WHAT TO WORK ON: In the entries below, find the lines with the word "multi" and copy them.

AVAILABLE DATA:

PR #2817, opened 2024-05-06
plugin-flow-builder: bot action limit characters

Iru89:
## Description

When using a Bot Action node with parameters that is connected to a follow up. It is easy to exceed the character limit allowed by Telegram (64bytes = 64 characters).

## Context

When connecting a BotActionNode to a button the payload will be ba|BotActionNodeUUID|source_x

In the pre function of the plugin: first the |source_x is removed, then if a payload starting with ba| is detected the BotActionNode is obtained using the botActionNodeUUID and the payload is replaced by the payload plus the parameters defined in the BotActionNode.

When we get to the bot routes we have the payload with the parameters.

In the action we can continue using the getPayloadParams function as we did before.

## Testing

Add config for jest and github action
Add test for first interaction 
Add test for bot action node

### DIFF
--- a/packages/botonic-plugin-flow-builder/src/index.ts
+++ b/packages/botonic-plugin-flow-builder/src/index.ts
@@ -3,7 +3,7 @@ import { ActionRequest } from '@botonic/react'
 
 import { FlowBuilderApi } from './api'
 import {
-  BOT_ACTION_PAYLOAD_SEPARATOR,
+  BOT_ACTION_PAYLOAD_PREFIX,
   FLOW_BUILDER_API_URL_PROD,
   SEPARATOR,
   SOURCE_INFO_SEPARATOR,
@@ -101,22 +101,23 @@ export default class BotonicPluginFlowBuilder implements Plugin {
       request.input.payload = this.removeSourceSeparatorFromPayload(
         request.input.payload
       )
-      request.input.payload = this.updateBotActionPayload(request.input.payload)
+
+      if (request.input.payload.startsWith(BOT_ACTION_PAYLOAD_PREFIX)) {
+        request.input.payload = this.updateBotActionPayload(
+          request.input.payload
+        )
+      }
     }
   }
 
   private removeSourceSeparatorFromPayload(payload: string): string {
-    return payload?.split(SOURCE_INFO_SEPARATOR)[0]
+    return payload.split(SOURCE_INFO_SEPARATOR)[0]
   }
 
   private updateBotActionPayload(payload: string): string {
-    if (payload.startsWith(BOT_ACTION_PAYLOAD_SEPARATOR)) {
-      const botActionId = payload.split(SEPARATOR)[1]
-      const botActionNode =
-        this.cmsApi.getNodeById<HtBotActionNode>(botActionId)
-      return this.cmsApi.createPayloadWithParams(botActionNode)
-    }
-    return payload
+    const botActionId = payload.split(SEPARATOR)[1]
+    const botActionNode = this.cmsApi.getNodeById<HtBotActionNode>(botActionId)
+    return this.cmsApi.createPayloadWithParams(botActionNode)
   }
 
   async getContentsByContentID(
--- a/packages/botonic-plugin-flow-builder/src/index.ts
+++ b/packages/botonic-plugin-flow-builder/src/index.ts
@@ -3,6 +3,7 @@ import { ActionRequest } from '@botonic/react'
 
 import { FlowBuilderApi } from './api'
 import {
+  BOT_ACTION_PAYLOAD_SEPARATOR,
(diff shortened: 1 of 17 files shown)


vanbasten17 (approved):

packages/botonic-plugin-flow-builder/tests/helpers/flows.ts
```diff
@@ -0,0 +1,307 @@
+/* eslint-disable @typescript-eslint/naming-convention */
+export const testFlow = {
+  version: 'draft',
+  name: 'Test data',
+  comments: null,
```
AinaVendrell, line 5: would be nice to make this flow multi

packages/botonic-plugin-flow-builder/tests/helpers/flows.ts
```diff
@@ -0,0 +1,307 @@
...
+  published_by: null,
+  published_on: null,
+  locales: ['es'],
```
AinaVendrell, line 8: would be nice to make this flow multi locale in the future

packages/botonic-plugin-flow-builder/tests/bot-action.test.ts
```diff
@@ -0,0 +1,83 @@
...
+    const request = createRequest({
+      input: {
+        type: INPUT.POSTBACK,
+        payload: `${BOT_ACTION_PAYLOAD_SEPARATOR}${botActionUuid}`,
+      },
+      plugins: {
+        // @ts-ignore
+        flowBuilderPlugin,
+      },
+    })
```
AinaVendrell, line 69: maybe we cold have a helper file with this logic encapsulated in methods

AinaVendrell (approved):

packages/botonic-plugin-flow-builder/src/index.ts
```diff
@@ -91,11 +93,30 @@ export default class BotonicPluginFlowBuilder implements Plugin {
...
+  }
+
+  private updateBotActionPayload(payload: string): string {
+    if (payload.startsWith(BOT_ACTION_PAYLOAD_SEPARATOR)) {
+      const botActionId = payload.split(SEPARATOR)[1]
+      const botActionNode =
+        this.cmsApi.getNodeById<HtBotActionNode>(botActionId)
+      return this.cmsApi.createPayloadWithParams(botActionNode)
     }
+    return payload
```
asastre, line 119: Suggestion: I would move the condition that checks if the payload starts with the `BOT_ACTION_PAYLOAD_SEPARATOR` outside the function so the function will be executed only if we detect a bot action payload and I think the code will be clearer.

packages/botonic-plugin-flow-builder/tests/bot-action.test.ts
```diff
@@ -0,0 +1,83 @@
...
+  createFlowBuilderPlugin,
+  createRequest,
+  getActionRequest,
+} from './helpers/utils'
+
+describe('Check the contents returned by the plugin', () => {
+  process.env.NODE_ENV = ProcessEnvNodeEnvs.PRODUCTION
+  const flowBuilderPlugin = createFlowBuilderPlugin(testFlow)
+
+  test('The user does the first interaction', async () => {
```
asastre, line 18: Observation/Change: Try to add a more descriptive names for the test to explain what you're checking with this test.
For example, in this case, I would change it to something like this: "The starting content is displayed on the first interaction"

packages/botonic-plugin-flow-builder/tests/bot-action.test.ts
```diff
@@ -0,0 +1,83 @@
...
+      input: { data: 'Hola', type: INPUT.TEXT },
+      isFirstInteraction: true,
+      plugins: {
+        // @ts-ignore
+        flowBuilderPlugin,
+      },
+    })
+    await flowBuilderPlugin.pre(request)
+    const actionRequest = getActionRequest(request)
+    const { contents } = await FlowBuilderAction.botonicInit(actionRequest)
```
asastre, line 29: Observation: As @AinaVendrell said with another part, maybe this 3 lines can be encapsulated also within a function because you will have to execute them in every test

asastre (approved):
Everything should be working as expected, but I would like you @Iru89 to review my comments before merging 😉

packages/botonic-plugin-flow-builder/tests/bot-action.test.ts
Iru89: This is already a function inside the /helpers/utils.ts file
As Adria says in another comment I have encapsulated this logic that was repeated twice in a function.
`
await flowBuilderPlugin.pre(request)
    const actionRequest = getActionRequest(request)
    const { contents } = await FlowBuilderAction.botonicInit(actionRequest)
`

PR #2820, opened 2024-05-12
plugin-flow-builder: fallback , keyword, smart-intent tests

Iru89:
## Description

**Many lines added (292 in one file and 486 in the other) are from the JSON that represents the flow used for testing**

- Split the bot-action and first-interaction tests into two different files. 
- Add tests for fallback, keyword and smart intent. 
- Refactor the function getSmartIntentNodeByInput into a SmartIntentApi class and add a mock for the private function getInference of this class

## Context

We need to create tests to keep adding new features and refactor the plugin without changing the behaviour

For the smart intent test I have created a separate flow so that I don't always have to use the mock (we can discuss if this is the best way or if all tests should go in the same flow)

## Testing

This PR only contains changes to add tests and refactors the getSmartIntentNodeByInput function into a class and then creates a mock that modifies only one function of this class.

Add tests for fallback, keyword and smart intent


packages/botonic-plugin-flow-builder/src/index.ts
```diff
@@ -98,23 +98,19 @@ export default class BotonicPluginFlowBuilder implements Plugin {
...
     }
   }
 
-  private removeSourceSeparatorFromPayload(payload: string): string {
+  private removeSourceSufix(payload: string): string {
     return payload.split(SOURCE_INFO_SEPARATOR)[0]
   }
 
-  private updateBotActionPayload(payload: string): string {
+  private changePayload(payload: string): string {
```
vanbasten17, line 113: i would name this with a more understandable name of what is doing exactly. I prefer the previous name or something that includes "replace". Also, would it make sense to have a specific class/set of functions to do extra logic for payloads?

vanbasten17 (approved):

PR #2839, opened 2024-05-27
plugin-knowledge-bases: new inference endpoint without knowledge base id

Iru89:
## Description

Use the new inference endpoint without the need for knowledge base id
With this new endpoint it is necessary to pass the userInput and the sources you want to use to get the response


elozano98 (approved):
Great job! I approve it despite I don't see any tests 🤔

vanbasten17 (approved):

PR #2852, opened 2024-06-13
fix(plugin-flow-builder): add is meaningful node tracking #874

vanbasten17:
## Description
* Updated plugin flow builder to use is_meaningful node


packages/botonic-plugin-flow-builder/src/content-fields/hubtype-fields/common.ts
```diff
@@ -33,6 +33,7 @@ export interface HtBaseNode {
   follow_up?: HtNodeLink
   target?: HtNodeLink
   flow_id: string // TODO: Review if this field is necessary in all HtBaseNode
+  is_meaningful: boolean
```
AinaVendrell, line 36: this should be optional

AinaVendrell (approved):

packages/botonic-plugin-flow-builder/src/content-fields/hubtype-fields/common.ts
vanbasten17: agree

ANSWER BOX:
AinaVendrell, line 5: would be nice to make this flow multi
AinaVendrell, line 8: would be nice to make this flow multi locale in the future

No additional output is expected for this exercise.